Instructions to follow - Reproduce the data in full, exactly as it appears.

Data -
PR #1037, opened 2020-11-21
Add Ids to PassErrorScope

scoopr:
Also makes it pub, and the places it is used.
Tweak some error messages.

### DIFF
--- a/wgpu-core/src/command/bundle.rs
+++ b/wgpu-core/src/command/bundle.rs
@@ -680,7 +680,7 @@ where
 #[derive(Clone, Debug, Error)]
 #[error("{scope}")]
 pub struct RenderBundleError {
-    scope: PassErrorScope,
+    pub scope: PassErrorScope,
     #[source]
     inner: RenderBundleErrorInner,
 }
@@ -745,7 +745,7 @@ impl<G: GlobalIdentityHandlerFactory> Global<G> {
                         num_dynamic_offsets,
                         bind_group_id,
                     } => {
-                        let scope = PassErrorScope::SetBindGroup;
+                        let scope = PassErrorScope::SetBindGroup(bind_group_id);
 
                         let max_bind_groups = device.limits.max_bind_groups;
                         if (index as u32) >= max_bind_groups {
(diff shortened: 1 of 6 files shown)


wgpu-core/src/command/bundle.rs
```diff
@@ -745,7 +745,7 @@ impl<G: GlobalIdentityHandlerFactory> Global<G> {
                         num_dynamic_offsets,
                         bind_group_id,
                     } => {
-                        let scope = PassErrorScope::SetBindGroup;
+                        let scope = PassErrorScope::SetBindGroup(bind_group_id);
```
kvark, line 748: if we go this route, wouldn't it be easier to just have the full `command` cloned into the error?

wgpu-core/src/command/bundle.rs
```diff
@@ -680,7 +680,7 @@ where
 #[derive(Clone, Debug, Error)]
 #[error("{scope}")]
 pub struct RenderBundleError {
-    scope: PassErrorScope,
+    pub scope: PassErrorScope,
```
kvark, line 683: why does it need to be public?

wgpu-core/src/command/bundle.rs
scoopr: Maybe. I don’t currently see a reason though, what else useful information would be had, that isn’t then also displayed in the more specific error?

I don’t see the implementation to be any simpler the either.

wgpu-core/src/command/bundle.rs
scoopr: I need to access it from the wgpu-rs side, as it is information kind of in the side, with the Ids that need to be resolved

wgpu-core/src/command/bundle.rs
kvark: The main benefit is not having a separate `PassErrorScope` enum at all. If you don't think that's a big one, I'm fine with proceeding with your plan :)

kvark (approved):
bors r+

Response below -
PR #1037, opened 2020-11-21
Add Ids to PassErrorScope

scoopr:
Also makes it pub, and the places it is used.
Tweak some error messages.

### DIFF
--- a/wgpu-core/src/command/bundle.rs
+++ b/wgpu-core/src/command/bundle.rs
@@ -680,7 +680,7 @@ where
 #[derive(Clone, Debug, Error)]
 #[error("{scope}")]
 pub struct RenderBundleError {
-    scope: PassErrorScope,
+    pub scope: PassErrorScope,
     #[source]
     inner: RenderBundleErrorInner,
 }
@@ -745,7 +745,7 @@ impl<G: GlobalIdentityHandlerFactory> Global<G> {
                         num_dynamic_offsets,
                         bind_group_id,
                     } => {
-                        let scope = PassErrorScope::SetBindGroup;
+                        let scope = PassErrorScope::SetBindGroup(bind_group_id);
 
                         let max_bind_groups = device.limits.max_bind_groups;
                         if (index as u32) >= max_bind_groups {
(diff shortened: 1 of 6 files shown)


wgpu-core/src/command/bundle.rs
```diff
@@ -745,7 +745,7 @@ impl<G: GlobalIdentityHandlerFactory> Global<G> {
                         num_dynamic_offsets,
                         bind_group_id,
                     } => {
-                        let scope = PassErrorScope::SetBindGroup;
+                        let scope = PassErrorScope::SetBindGroup(bind_group_id);
```
kvark, line 748: if we go this route, wouldn't it be easier to just have the full `command` cloned into the error?

wgpu-core/src/command/bundle.rs
```diff
@@ -680,7 +680,7 @@ where
 #[derive(Clone, Debug, Error)]
 #[error("{scope}")]
 pub struct RenderBundleError {
-    scope: PassErrorScope,
+    pub scope: PassErrorScope,
```
kvark, line 683: why does it need to be public?

wgpu-core/src/command/bundle.rs
scoopr: Maybe. I don’t currently see a reason though, what else useful information would be had, that isn’t then also displayed in the more specific error?

I don’t see the implementation to be any simpler the either.

wgpu-core/src/command/bundle.rs
scoopr: I need to access it from the wgpu-rs side, as it is information kind of in the side, with the Ids that need to be resolved

wgpu-core/src/command/bundle.rs
kvark: The main benefit is not having a separate `PassErrorScope` enum at all. If you don't think that's a big one, I'm fine with proceeding with your plan :)

kvark (approved):
bors r+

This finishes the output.